Simon Brown

March 2022
A man wearing a shirt stands and smiles, looking at a piece of paper on a table. Sat at the table are three women who are smiling.

Simon Brown is global technical lead for economic empowerment at Sightsavers. He is responsible for the development and oversight of employment, entrepreneurship, and agriculture across the organisation’s strategies and programmes in sub-Saharan Africa and South Asia.  

Here he explains why he’s hopeful that the USAID-funded Global Labour Program – Inclusive Futures (GLP-IF) will help change the labour market system in favour of people with disabilities.

For me, moving into working in disability inclusion and workers’ rights has been a bit of a journey.

From 20 years in the private sector, to running my own small business, to international volunteering in Nepal and then county director roles of a development agency in China, India, and Bangladesh, I’ve had a varied career. 

Disability, and losing my job because of it, led me back to the UK in 2019 after an amazing 25 years of living outside of it.

I learned a lot from that experience of losing my job because of a disability, of climbing out from a feeling of incredibly low self-worth, of fearing I’d never really work again.  

Sightsavers was literally to be my last development job application after 30-odd other tries. How lucky I got. I got the chance to technically lead the incredible Inclusive Futures formal employment programme, to apply so much that I had learned over the past 40-odd years of working and be part of delivering something which I think has massive potential to systemically change the labour market system in favour of people with disabilities. A completely new and, hopefully, final chapter of my working life.  

Passion is something which has been a constant throughout my working life and assignments.

But I’m also motivated by being directly connected to the people who matter to me the most. Whether that’s been recruiting and nurturing incredible talent while a junior (associate) director of IT at Procter & Gamble in Singapore, or working with smallholder farmers in Bangladesh, or working with and learning from people with disabilities in my current role.  

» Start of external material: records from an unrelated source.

PR #514, opened 2025-03-24
Add functionality to restrict heavy model usage

satococoa:
## Summary
During our launch campaign, we should prepare measures to restrict users with excessive model usage.

## TODO

- [x] migration on Preview
- [ ] migration on Production


shige (approved):
Thank you! 👍

satococoa:
@toyamarinyon cc/ @shige 

> Relying on environment variables means that any changes to these restrictions would require a redeployment. 

I share the same concern.
Let's move these settings to the database.

But I don't think we need functionality to manage records.
Given that this functionality would likely be used infrequently, I think it would be sufficient to manage records directly in the database rather than building a dedicated UI. What do you think?

After our campaign, we need to address better rate limit functionality.

satococoa:
I've changed the implementation to use the database instead of an environment variable.
This change allows us to add or remove restrictions without requiring a deployment.

shige (approved):
Thank you! ✔️

toyamarinyon (approved):
Great work on this PR\! I appreciate how you adapted the implementation from environment variables to database storage, which provides much more flexibility for managing restrictions without redeployment.

The code is clean, well-structured, and handles all the necessary cases properly. I especially like how you've set up the database relationships and indexes correctly.

This gives us a solid foundation for managing usage during the launch campaign, while allowing us to develop more comprehensive rate limiting in the future. Approved\!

I feel so lucky with the chances I’ve had in life to have something of an impact. I’m hoping that the last 10 years of my working life will be in bridging the gaps in labour market participation and employment rates for people with disabilities.

It gets me up early in the morning with a bounce of expectation, and that’s all I can really ask for – to want to get at it as quickly as possible every day.   

I very much hope that through GLP-IF we can prove that a primary focus on disability will have increased the promotion and protection of the rights of all producers, workers and retailers within two very significant value chains in Kenya.

I’m pretty confident we will, as we’re already seeing how our commercial approach to supporting farmers with disabilities is attracting an equal, or greater, number of farmers without disabilities. 

That’s a really very important sign that the approach works, as does the interest from more than one thousand farmers to be part of it in just one sub-county in the coming ‘long-rain’ season. I think we’re going to see some outstanding results over the five years in Kenya, and some significant replication of it in other African and Asian countries through other funding mechanisms.  

At Sightsavers, of course, our primary focus is on promoting and protecting the rights of people with disability in employment, whether waged or self-employed.

I think I came into this at a rare moment of opportunity a time when the inclusion of people with disabilities as customers and employees had become increasingly important to the business sustainability of many companies.  

The COVID-19 pandemic then highlighted devastating inequalities: amidst the tragic loss of life, people with disabilities were pushed out of jobs and forced further into poverty. The Global Labor Program – Inclusive Futures offers the chance to demonstrate that a focus on disability brings material benefit to everyone in the value chains we’re partnering with, as we economically recover from the effects of the pandemic.  

That’s going to be an amazing achievement, not only for the workers, producers and retailers benefiting from the programme but also for companies more broadly recognising that it just makes great business sense.

I truly hope that in the next 10 years we’ll see Sightsavers and the movement demonstrating that collaborative, capacity building approaches are beginning to significantly dent the employment gap for people with disabilities.

We’ll demonstrate how that can happen through the Global Labor Program – Inclusive Futures, but also through other mechanisms like Standard Chartered Bank’s Futuremakers programme. Then we’ll massively scale it across many countries through public-private partnerships and some innovative, audacious financing mechanisms – demonstrating within that how everyone benefits, whether disabled or not. That will be another amazing journey to sign off from.